Indiana farmer Jason Mauck shares his system of relay cropping, which maximizes what plants need: sunlight, water and CO2
Acres U.S.A. Can you explain your context — where you’re farming and what your operation basically looks like?
Jason Mauck. Yeah, that context is important to understand. Both sides of my family farmed, and both sides were very successful and owned big blocks of land. They never spent a dime unless it was on land, and they never took on debt — which has worked out very well, because we own 1,800 acres now, and we farm a total of about 2,600. And then we built hog barns in the last 20 years. We’ve built four barns, so we have about 12,000 pig spaces and about four million gallons of hog manure a year, which we distribute on our land base around the barns. So, it’s a unique context — we get about 45 inches of rain, and I have unlimited fertility, and that creates its own problems, with phosphorus tie ups and things like that.
I went to a small school growing up, and I had my eyes set on making decent money out of college, so I went to Indianapolis and sold insurance for a couple years and learned the business side of things. But I just hated being cleaned up, so I started a landscaping business and grew that till I was 28.

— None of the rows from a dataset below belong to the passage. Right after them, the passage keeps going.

PR #2061, opened 2025-02-20
Gate future/stream/error-context types on async feature

alexcrichton:
This commit updates the validation of components to ensure that future/stream/error-context types are all gated behind the component-model-async feature rather than being unconditionally allowed as they were previously.

### DIFF
--- a/crates/wast/src/component/types.rs
+++ b/crates/wast/src/component/types.rs
@@ -317,6 +317,7 @@ impl Peek for PrimitiveValType {
                 | Some(("float64", _))
                 | Some(("char", _))
                 | Some(("string", _))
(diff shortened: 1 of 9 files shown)


crates/wast/src/component/types.rs
```diff
@@ -317,6 +317,7 @@ impl Peek for PrimitiveValType {
                 | Some(("float64", _))
                 | Some(("char", _))
                 | Some(("string", _))
+                | Some(("error-context", _))
```
alexcrichton, line 320: I'll note that this was an accidental omission from https://github.com/bytecodealliance/wasm-tools/pull/2060

dicej (approved):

And then my dad got pancreatic cancer. I watched him go from very healthy to passing about four months later. But he had shown me how to do everything that he did. So I was transplanted out of this freedom of running a landscaping business into farming. I had a good relationship with him; it was just such a life change for me. I poured everything into work. I shut off my past life to really immerse myself into understanding farming, because I didn’t want to fail, with that responsibility. So I really got into the industrial ag mindset.
Acres U.S.A. When you were younger, had you envisioned coming back to the farm?
Mauck. I eventually thought that would happen, yeah.
Acres U.S.A. Was the farm able to support another salary at the time? Was that the reason you didn’t stay?
Mauck. Yeah, the salary part hasn’t changed! But that’s created the path to do other stuff. I mean, there’s plenty there, and that’s always been my mindset — that the land is this amazing asset. If I would just change, then I can reflect what I do on that land. So yeah — that’s always been a focus.
But after my dad died, my uncle Lewis kind of became my second dad. But then he got a big brain tumor and passed very quickly at 53, just a few years later. That created this void. It’s not hatred — but I don’t really like industrial ag, and I’m trying to figure out how I can change things — to change the soil and then change the lifestyle.
Before I came back to the farm, I took my landscaping business in a completely different path. I was a marketing major, but I always thought advertising was a waste of money. So I would do these things called living billboards where I would grow flower arrangements in front of properties. And I would manage people’s landscapes and turf like I was farming. I understood that I could plant a summer annual in mid-April — pretty early — and I wouldn’t have to plant many plants. So I started intercropping my annual summer flowers into my spring bulbs. This would allow them to root down and get established so I didn’t have to water them all summer. I just found the plants that were really resilient and kept my bouquets within 12 to 15 different flower species.
Acres U.S.A. So it’s really your landscape background that’s informing your thought about timing and space for row crops.
Mauck. Yes. Everyone else would listen to the salesmen and the retailers and go spend all this money to get a big flower right then. But I’d just harvest my canna bulbs and was able to charge people $500 three times a year and have less than $100 in plants. That was a super moneymaker for me — not only as individual entity, like how Joel Salatin talks about looking at each entity as a profit center — and it had a lot of intrinsic ancillary benefits.